Technological advances could further expand the OPT’s applicability. The OPT could be administered with virtual reality which may create a more immersive experience of social scenarios relative to viewing static images. Delivering the OPT on a personal mobile device, such as a smartphone, would allow for ecological momentary assessment using physiological, geographical, and/or randomized cues prompting individuals to assess anticipated judgment in real-time. Directly relating to the OPT, an individual may record a log of upcoming events that they believe will result in negative social evaluation. The app could then prompt them to complete the OPT prior to the event(s) to better evaluate in-the-moment levels of outcome probability bias. This would provide more ecologically valid data and support precision assessments of outcome probability bias in daily life.
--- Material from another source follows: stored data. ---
PR #1897, opened 2022-11-09
Use the latest kubespawner release in hub image

GeorgianaElena:
Follow-up to https://github.com/2i2c-org/infrastructure/issues/1825

Also,  because this PR wasn't opened by dependabot on Monday, I believe it means dependabot doesn't work for git pip packages :/?

So maybe it's worth reopening https://github.com/2i2c-org/infrastructure/issues/1589?

### DIFF
--- a/helm-charts/basehub/values.yaml
+++ b/helm-charts/basehub/values.yaml
@@ -388,7 +388,7 @@ jupyterhub:
         admin: true
     image:
       name: quay.io/2i2c/pilot-hub
-      tag: "0.0.1-n4378.h27667b54"
+      tag: "0.0.1-n4497.haed80ebb"
     nodeSelector:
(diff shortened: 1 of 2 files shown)


sgibson91:
> dependabot doesn't work for git pip packages

I don't think it does and I believe that is out of scope for dependabot anyway. We should be using officially released versions anyway, so pinning to a specific commit (and the consequent revert back to a released version) should be a manual process, IMO. Because we are overriding the behaviour of how versioning works.

sgibson91 (approved):

GeorgianaElena:
> We should be using officially released versions anyway, so pinning to a specific commit (and the consequent revert back to a released version) should be a manual process, IMO. Because we are overriding the behaviour of how versioning works.

Agree!

PR #1903, opened 2022-11-11
Expand the `generate_cluster` command

GeorgianaElena:
This expands the `generate_cluster` command a bit.

#### 2. Adds support for a "`GCP`" generator that generates a `cluster_name`.tfvars file using:
- some input cluster characteristics
- two `.tfvars` "template" files:
        - a `basehub.tfvars` config file with the most common features of the educational basehub hubs we're currently deploying the most
        -  a `daskhub.tfvars` config file with the most common features of the research dask-enabled hubs we're currently deploying the most
        - these templates also contain some `Tips:` that I believe would be useful when clusters will need to have some other particularities than the defaults, as they would provide a starting search point.
 
Ref: #1917


deployer/README.md
```diff
@@ -42,6 +42,8 @@ This section descripts all the deployment related subcommands the `deployer` can
 │ exec-homes-shell                    Pop an interactive shell with the home directories of the given hub mounted on   │
 │                                     /home                                                                            │
 │ exec-hub-shell                      Pop an interactive shell in the hub pod                                          │
+│ generate-cluster                    Automatically generate the files required to setup a new cluster on a specific   │
```
yuvipanda, line 45: I usually set `COLUMNS=120` before exporting the help file so it all aligns nicely

eksctl/template.jsonnet
```diff
@@ -17,19 +17,19 @@ local notebookNodes = [
...
-// kind of node with a nodeSelector
-local daskNodes = [
-    { instancesDistribution+: { instanceTypes: ["m5.large"] }},
-    { instancesDistribution+: { instanceTypes: ["m5.xlarge"] }},
-    { instancesDistribution+: { instanceTypes: ["m5.2xlarge"] }},
-    { instancesDistribution+: { instanceTypes: ["m5.8xlarge"] }},
-];
-
+local daskNodes =
+    if "<< hub_type >>" == "daskhub" then [
```
yuvipanda, line 21: We can define this as a jsonnet variable earlier, and use that in the conditional here?

terraform/gcp/projects/basehub-template.tfvars
```diff
@@ -0,0 +1,31 @@
+prefix                 = "{{ cluster_name }}"
+project_id             = "{{ cluster_name }}"
+
+zone                   = "{{ cluster_region }}-b"
```
yuvipanda, line 4: We should probably just explicitly ask for the zone as well - in us-central1-b, we can't have GPUs :(

terraform/gcp/projects/basehub-template.tfvars
```diff
@@ -0,0 +1,31 @@
...
+
+core_node_machine_type = "n1-highmem-4"
+enable_network_policy  = true
+
+# Setup a filestore for in-cluster NFS
+enable_filestore       = true
+filestore_capacity_gb  = 1024
+
+# No plans to provide storage buckets to users on this hub, so no need to deploy config connector
+config_connector_enabled = false
```
yuvipanda, line 15: This defaults to false, so we can omit it

yuvipanda:
Thanks a lot @GeorgianaElena!

GeorgianaElena:
I believe this is be ready for review, and might be a decent enough first step towards https://github.com/2i2c-org/infrastructure/issues/1917?

There is still lots to do still, (including properly documenting this), but I believe its best to be done in following PRs to make it easier to review and provide feedback about the assumptions  made in each of them before going further.

yuvipanda (approved):
Doing this iteratively sounds great to me, thanks @GeorgianaElena

PR #1904, opened 2022-11-11
Add a --previous flag to user-logs

yuvipanda:
In case the user pod has restarted, this gives us the ability to look at the logs from the previous instance


sgibson91 (approved):
Good to go once the README has been updated too :)

yuvipanda:
Updated, @sgibson91!

Issue #1843, opened 2022-11-01
[Incident] Prometeus is down in pangeo-hubs


damianavila:
### Summary

* PageDuty incident: https://2i2c-org.pagerduty.com/incidents/Q0ZH5DBGBCSUNP (it says resolved but @yuvipanda confirmed this one has recurred).
* Dedicated Slack channel: https://app.slack.com/client/TKHFGBRC2/C046PBG348J

### Impact on users

This is not impacting the users, but we have zero visibility into usage on the pangeo-hubs.

### Important information

- Hub URL: us-central1-b.gcp.pangeo.io
- Support ticket ref: No support ticket, AFAIK this one was caught by the uptime check.

### Tasks and updates

- [ ] Discuss and address incident, leaving comments below with updates
- [ ] Incident has been dealt with or is over
- [ ] Copy/paste the after-action report below and fill in relevant sections
- [ ] Incident title is discoverable and accurate
- [ ] All actionable items in report have linked GitHub Issues

<details>
<summary>After-action report template</summary>

```
# After-action report

These sections should be filled out once we've resolved the incident and know what happened.
They should focus on the knowledge we've gained and any improvements we should take.

## Timeline

_A short list of dates / times and major updates, with links to relevant comments in the issue for more context._

All times in {{ most convenient timezone}}.

- {{ yyyy-mm-dd }} - [Summary of first update](link to comment)
- {{ yyyy-mm-dd }} - [Summary of another update](link to comment)
- {{ yyyy-mm-dd }} - [Summary of final update](link to comment)


## What went wrong

_Things that could have gone better. Ideally these should result in concrete
action items that have GitHub issues created for them and linked to under
Action items._

- Thing one
- Thing two

## Where we got lucky

_These are good things that happened to us but not because we had planned for them._

- Thing one
- Thing two

## Follow-up actions

_Every action item should have a GitHub issue (even a small skeleton of one) attached to it, so these do not get forgotten. These issues don't have to be in `infrastructure/`, they can be in other repositories._

### Process improvements

1. {{ summary }} [link to github issue]
2. {{ summary }} [link to github issue]

### Documentation improvements

1. {{ summary }} [link to github issue]
2. {{ summary }} [link to github issue]

### Technical improvements

1. {{ summary }} [link to github issue]
2. {{ summary }} [link to github issue]
```

</details>

damianavila:
Some notes from @yuvipanda's investigation in Slack:

Stage 1:

[...]

PR #1906, opened 2022-11-11
Increase memory & disk size limit for pangeo prometheus

yuvipanda:
While investigating why the pangeo hubs prometheus was dead, I discovered https://github.com/prometheus/prometheus/issues/6934 - where there can be a big temporary *spike* in memory usage when prometheus is recovering from a restart. It tries to read the WAL (the write-ahead log), to make sure it hasn't lost any data during the restart process itself. The details of the WAL are unimportant (in this specific case), but just the fact that prometheus spikes memory usage on restarts!

I manually hand edited the prometheus deployment with `k -n support edit deployment support-prometheus-server`, and gave it a higher limit (8G). Then I watched actual memory usage, with `watch kubectl -n support top pod`. I noticed that it momentarily spiked to almost 5G, before settling back to about 1.5G. The old memory limit was 4G, so during the spike the server gets killed! And then enters crashloopbackoff, as it can never survive.

This commit raises the memory limit, so it won't keep crashing :)

I also actually manually increased the size of the disk (with `kubectl -n support edit pvc`), but that wasn't the problem. However, we need to persist the change regardless, so here it is.

Hopefully this will fix https://github.com/2i2c-org/infrastructure/issues/1843

### DIFF
--- a/config/clusters/pangeo-hubs/support.values.yaml
+++ b/config/clusters/pangeo-hubs/support.values.yaml
@@ -18,6 +18,8 @@ prometheusIngressAuthSecret:
 
 prometheus:
   server:
+    persistentVolume:
+      size: 200Gi
     ingress:
       enabled: true
       hosts:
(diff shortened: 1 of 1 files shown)


sgibson91:
@yuvipanda can we document the manual debug steps here please? https://infrastructure.2i2c.org/en/latest/sre-guide/common-problems-solutions.html In case this happens on another cluster in the future.

sgibson91 (approved):

yuvipanda:
will do, @sgibson91!

PR #1914, opened 2022-11-14
Fix typo: Decryptor key is under secrets, not inputs

sgibson91:
follow-up to #1913


sgibson91:
Will self-merge this as it fixes a typo and will unbreak CI

Issue #1678, opened 2022-09-05
Lock up the Callysto hub


GeorgianaElena:
### Context

The Callysto hub is pretty open right now, so we should find ways to protect it against potential abuse.
We currently have [cryptnono deployed](https://docs.2i2c.org/en/latest/about/infrastructure/security.html#cryptocurrency-mining) on all of our clusters, but we should find ways to improve this protection, esp for hubs like the Callysto one.

Ref: https://github.com/2i2c-org/infrastructure/pull/1649#pullrequestreview-1094607859

colliand:
This is a good idea, especially to avoid unauthorized cloud usage explosions. That said, the Callysto use case involves their personnel introducing data science and coding ideas to teachers and students in grades 5-12 across Canada. These users tend to not be organized under CIlogon or InCommon authorization layers. Their usage scenario often involves launching students and teachers they've just met into the hub without forming an allow list in advance.

ianabc:
This is going to come up for us in a couple of weeks. We have a series of workshops where various groups of users will be logging and and trying out the service. Right now, it looks like users are being whitelisted, but that might not be practical for those workshops. As far as I know, we have

* Nov 18th ~ 20-30 users
*  Nov 24th ~ 50-60 users
* Nov 25th ~ 180-190 users
* December 6th ~ 120 users

In all cases, we want to make sure that the hub is ready (the right number of nodes warmed up by 9am) and that users can log in OK. Can you let me know what the best options are for this currently? For warming up hubs, I found [this issue](https://github.com/2i2c-org/infrastructure/issues/787), but I'm not sure what the current status is. If it is appropriate, I think we would be comfortable manually triggering the node scale up if needed.

byrcyb:
For the upcoming hackathons that @ianabc mentioned in November and December 2022, these will be with specific school divisions, is it possible to whitelist all emails associated with those school divisions instead of leaving the hub open for all to sign up? For example, whitelisting `xxxxx@schooldivisionA.ca, xxxxx@schooldivisionB.ca, xxxxx@schooldivisionC.ca, etc`

yuvipanda:
@byrcyb @ianabc if those schools are part of CILogon (you can check via https://technical.edugain.org/entities and https://incommon.org/community-organizations/) we can restrict them to that.

@ianabc re: scale up, what do you feel about us making sure you have rights to trigger the warmup yourself from the cloud console?

byrcyb:
[...]

PR #1919, opened 2022-11-15
Allow restricting Callysto logins by domain

yuvipanda:
With Callysto, we do not use email addresses to try preserve user privacy a little. However, this makes restricting the domains users can login be a bit difficult - all our validation code validates the username itself, rather than any other attribute of it.

Here, we customize the authenticator to validate the email of the user, but not use that as the username. This allows us to enforce a list of domains (including wildcards) that can be allowed to login without having to set their emails to be their usernames.

Ref https://github.com/2i2c-org/infrastructure/issues/1678

### DIFF
--- a/config/clusters/callysto/common.values.yaml
+++ b/config/clusters/callysto/common.values.yaml
@@ -55,19 +55,65 @@ jupyterhub:
             <img src="https://www.callysto.ca/wp-content/uploads/2022/08/Callysto-HUB_horizontal.png" alt="CallystoHub"/>
           {% endblock %}
   hub:
+    extraConfig:
+      001-cilogon-email-auth: |
+        # Custom override of CILogonOAuthenticator to allow access control via one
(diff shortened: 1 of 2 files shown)


yuvipanda:
Would love to hear how we can upstream this as well, @GeorgianaElena :)

GeorgianaElena (approved):
This looks like the best solution! Thank you! 🚀

Do you think we should upstream this availability to allow based on domain, even on the claim being used is not `email`? I believe it might be useful for others?

GeorgianaElena:
> Would love to hear how we can upstream this as well, @GeorgianaElena :)

Hhah, you were faster than me! Yes, I also believe this should be upstreamed 🚀

yuvipanda:
@GeorgianaElena yesss we should! And please do open an issue :)

GeorgianaElena:
Done https://github.com/jupyterhub/oauthenticator/issues/547 🚀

The OPT could be used to expand multi-method treatment interventions for social anxiety. Cognitive restructuring is an integral aspect of cognitive-behavioral therapy and requires individuals to identify alternative, more adaptive thoughts related to presenting concerns. Cognitive bias modification paradigms draw from this approach by providing corrective feedback after negatively biased responses are detected. There are existing cognitive-bias modification treatments for attention biases and interpretation biases, but none that specifically target outcome probability bias. The task’s computerized format makes it well-suited for delivering corrective feedback to shift negatively biased probability estimates. Additionally, the OPT could be used to experimentally manipulate outcome probability biases involved in social anxiety disorder, which would facilitate rigorous testing. Prior research shows that outcome probability bias measured via questionnaire-based assessments is a mechanism by which cognitive behavior therapy reduces symptoms of social anxiety disorder. Future research should evaluate whether targeting specific subtypes of outcome probability bias has differential influences on symptom reduction, or whether these subtypes are differentially reduced after treatment for social anxiety disorder.

Outcome probability bias is not exclusive to social anxiety disorder, underscoring the importance of transdiagnostic assessment tools. Future work should explore how the OPT may be modified to include fear-relevant stimuli across disorders to advance integrative models of social cognition and emotional dysfunction.

Conclusion

The OPT is a promising tool for the multidimensional assessment of outcome probability bias, a key cognitive factor in social anxiety disorder. This study supports a three-factor model encompassing performance fears, social interactions in group settings, and perceived judgment, offering a more nuanced understanding than traditional unidimensional approaches. Future research should refine the instrument, expand its scope, and explore its potential in both assessment and intervention contexts. Enhancing our understanding and measurement of outcome probability bias is a crucial action toward improving treatment outcomes for individuals with social anxiety and related disorders.

Conflicts of Interest Statement:

The authors have no conflicts of interest to report.

Funding Statement:

This work was supported by two Health Resources & Services Administrations (HRSA): Graduate Psychology Education (GPE) Program training grant [2 D40HP33346-04-00] and Behavioral Health Workforce Education and Training (BHWET) Programs [1 M01HP41970-01-00].